─── Exercise inputs ───

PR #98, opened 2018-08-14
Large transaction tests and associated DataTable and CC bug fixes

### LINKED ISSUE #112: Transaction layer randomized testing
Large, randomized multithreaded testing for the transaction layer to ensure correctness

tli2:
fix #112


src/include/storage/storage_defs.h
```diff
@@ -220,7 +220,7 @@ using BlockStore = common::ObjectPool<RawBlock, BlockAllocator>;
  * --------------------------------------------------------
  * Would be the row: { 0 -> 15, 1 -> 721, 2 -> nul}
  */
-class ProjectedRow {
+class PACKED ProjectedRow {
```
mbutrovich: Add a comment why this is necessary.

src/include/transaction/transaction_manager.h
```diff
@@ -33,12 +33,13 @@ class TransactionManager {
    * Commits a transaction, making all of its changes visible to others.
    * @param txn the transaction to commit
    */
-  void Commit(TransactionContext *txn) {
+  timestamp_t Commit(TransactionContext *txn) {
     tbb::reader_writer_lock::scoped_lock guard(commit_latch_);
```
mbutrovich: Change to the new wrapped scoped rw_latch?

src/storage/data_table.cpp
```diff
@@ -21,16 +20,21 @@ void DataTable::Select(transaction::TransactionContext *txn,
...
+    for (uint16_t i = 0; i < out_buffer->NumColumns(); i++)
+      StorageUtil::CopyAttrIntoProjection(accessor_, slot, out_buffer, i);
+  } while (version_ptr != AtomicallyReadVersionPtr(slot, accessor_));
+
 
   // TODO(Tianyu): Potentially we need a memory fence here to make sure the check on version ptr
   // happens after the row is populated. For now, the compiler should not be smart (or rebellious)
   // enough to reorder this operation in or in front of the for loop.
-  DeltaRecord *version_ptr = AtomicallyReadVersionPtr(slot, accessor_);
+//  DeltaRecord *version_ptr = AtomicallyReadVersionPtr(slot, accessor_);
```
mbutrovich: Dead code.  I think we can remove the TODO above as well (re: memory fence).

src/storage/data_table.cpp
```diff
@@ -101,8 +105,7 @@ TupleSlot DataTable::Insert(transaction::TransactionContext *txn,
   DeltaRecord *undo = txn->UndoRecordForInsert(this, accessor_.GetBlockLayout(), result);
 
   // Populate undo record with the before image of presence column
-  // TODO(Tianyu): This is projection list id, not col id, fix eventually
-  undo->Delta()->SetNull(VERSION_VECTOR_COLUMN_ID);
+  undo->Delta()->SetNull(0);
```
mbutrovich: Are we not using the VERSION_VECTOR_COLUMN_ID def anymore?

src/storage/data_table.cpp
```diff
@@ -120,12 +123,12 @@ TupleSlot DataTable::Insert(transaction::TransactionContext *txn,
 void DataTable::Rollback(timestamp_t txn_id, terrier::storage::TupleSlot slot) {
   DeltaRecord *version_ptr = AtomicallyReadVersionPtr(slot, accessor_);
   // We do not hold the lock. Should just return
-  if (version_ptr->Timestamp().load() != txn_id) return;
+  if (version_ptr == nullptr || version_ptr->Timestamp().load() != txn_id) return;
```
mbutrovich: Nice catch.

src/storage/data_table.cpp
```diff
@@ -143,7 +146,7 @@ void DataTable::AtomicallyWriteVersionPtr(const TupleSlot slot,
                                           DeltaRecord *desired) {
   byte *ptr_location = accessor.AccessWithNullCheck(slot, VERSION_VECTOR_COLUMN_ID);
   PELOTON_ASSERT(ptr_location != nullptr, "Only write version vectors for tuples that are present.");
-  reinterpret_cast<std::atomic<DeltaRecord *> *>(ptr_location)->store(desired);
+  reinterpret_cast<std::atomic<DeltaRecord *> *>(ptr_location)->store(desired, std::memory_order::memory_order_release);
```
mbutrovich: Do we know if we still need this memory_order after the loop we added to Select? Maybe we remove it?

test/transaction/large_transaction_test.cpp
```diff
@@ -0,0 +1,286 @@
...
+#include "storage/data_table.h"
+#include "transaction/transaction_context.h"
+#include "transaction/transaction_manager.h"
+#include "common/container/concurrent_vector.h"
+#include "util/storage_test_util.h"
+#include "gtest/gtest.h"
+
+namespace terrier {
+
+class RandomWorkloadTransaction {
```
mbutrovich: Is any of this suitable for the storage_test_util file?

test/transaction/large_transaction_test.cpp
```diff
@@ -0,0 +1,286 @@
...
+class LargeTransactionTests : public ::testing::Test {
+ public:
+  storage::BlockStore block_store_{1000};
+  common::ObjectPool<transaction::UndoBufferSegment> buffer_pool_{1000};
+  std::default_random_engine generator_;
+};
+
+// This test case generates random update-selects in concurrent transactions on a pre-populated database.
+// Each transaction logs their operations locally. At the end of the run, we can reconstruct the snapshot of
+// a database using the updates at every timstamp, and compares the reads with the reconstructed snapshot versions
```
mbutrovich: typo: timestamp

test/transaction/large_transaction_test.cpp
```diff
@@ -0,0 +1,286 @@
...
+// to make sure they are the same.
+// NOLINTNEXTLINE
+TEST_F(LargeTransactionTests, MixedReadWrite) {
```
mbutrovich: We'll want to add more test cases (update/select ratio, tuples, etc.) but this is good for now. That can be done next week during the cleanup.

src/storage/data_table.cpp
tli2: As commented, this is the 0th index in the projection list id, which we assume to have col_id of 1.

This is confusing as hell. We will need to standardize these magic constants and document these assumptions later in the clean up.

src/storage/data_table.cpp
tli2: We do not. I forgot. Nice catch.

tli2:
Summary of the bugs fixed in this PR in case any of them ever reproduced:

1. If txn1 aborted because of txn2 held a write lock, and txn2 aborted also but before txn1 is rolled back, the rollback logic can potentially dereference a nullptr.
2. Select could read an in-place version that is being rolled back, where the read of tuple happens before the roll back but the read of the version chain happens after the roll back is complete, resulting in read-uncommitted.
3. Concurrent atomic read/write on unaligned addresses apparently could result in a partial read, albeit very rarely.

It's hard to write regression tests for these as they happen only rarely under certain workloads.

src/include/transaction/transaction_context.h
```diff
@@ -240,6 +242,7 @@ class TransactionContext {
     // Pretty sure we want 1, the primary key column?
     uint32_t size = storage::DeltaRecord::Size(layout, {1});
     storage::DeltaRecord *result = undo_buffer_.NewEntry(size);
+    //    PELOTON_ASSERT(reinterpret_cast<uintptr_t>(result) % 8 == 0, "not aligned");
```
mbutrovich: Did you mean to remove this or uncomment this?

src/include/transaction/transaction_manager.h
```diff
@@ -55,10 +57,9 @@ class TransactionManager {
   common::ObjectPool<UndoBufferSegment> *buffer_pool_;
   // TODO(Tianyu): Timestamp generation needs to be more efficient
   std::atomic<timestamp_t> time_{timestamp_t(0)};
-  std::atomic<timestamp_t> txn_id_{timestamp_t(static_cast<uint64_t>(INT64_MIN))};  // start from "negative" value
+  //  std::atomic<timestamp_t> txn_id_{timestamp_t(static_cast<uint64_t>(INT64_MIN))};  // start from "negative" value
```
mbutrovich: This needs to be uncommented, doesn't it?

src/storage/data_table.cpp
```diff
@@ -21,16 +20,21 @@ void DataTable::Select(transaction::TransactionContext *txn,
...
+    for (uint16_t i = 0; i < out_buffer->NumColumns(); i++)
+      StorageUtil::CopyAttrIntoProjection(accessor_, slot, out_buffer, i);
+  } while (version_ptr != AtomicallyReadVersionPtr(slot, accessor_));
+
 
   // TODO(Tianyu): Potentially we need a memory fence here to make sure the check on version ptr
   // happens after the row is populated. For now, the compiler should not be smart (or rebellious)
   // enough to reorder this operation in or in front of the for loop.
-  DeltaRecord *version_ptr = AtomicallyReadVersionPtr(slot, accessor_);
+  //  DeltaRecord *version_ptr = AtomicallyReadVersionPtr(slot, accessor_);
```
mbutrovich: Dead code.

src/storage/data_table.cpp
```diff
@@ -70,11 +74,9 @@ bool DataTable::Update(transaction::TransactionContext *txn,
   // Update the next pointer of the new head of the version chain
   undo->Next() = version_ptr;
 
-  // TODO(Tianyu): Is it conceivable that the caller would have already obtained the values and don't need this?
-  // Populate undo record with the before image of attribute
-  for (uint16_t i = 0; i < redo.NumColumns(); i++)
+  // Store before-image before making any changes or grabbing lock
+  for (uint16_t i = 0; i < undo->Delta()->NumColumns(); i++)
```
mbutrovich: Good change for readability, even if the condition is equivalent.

───

Exercise brief: Pick out every line above that contains the word "size" and copy it.

Solved problem:
     uint32_t size = storage::DeltaRecord::Size(layout, {1});
     storage::DeltaRecord *result = undo_buffer_.NewEntry(size);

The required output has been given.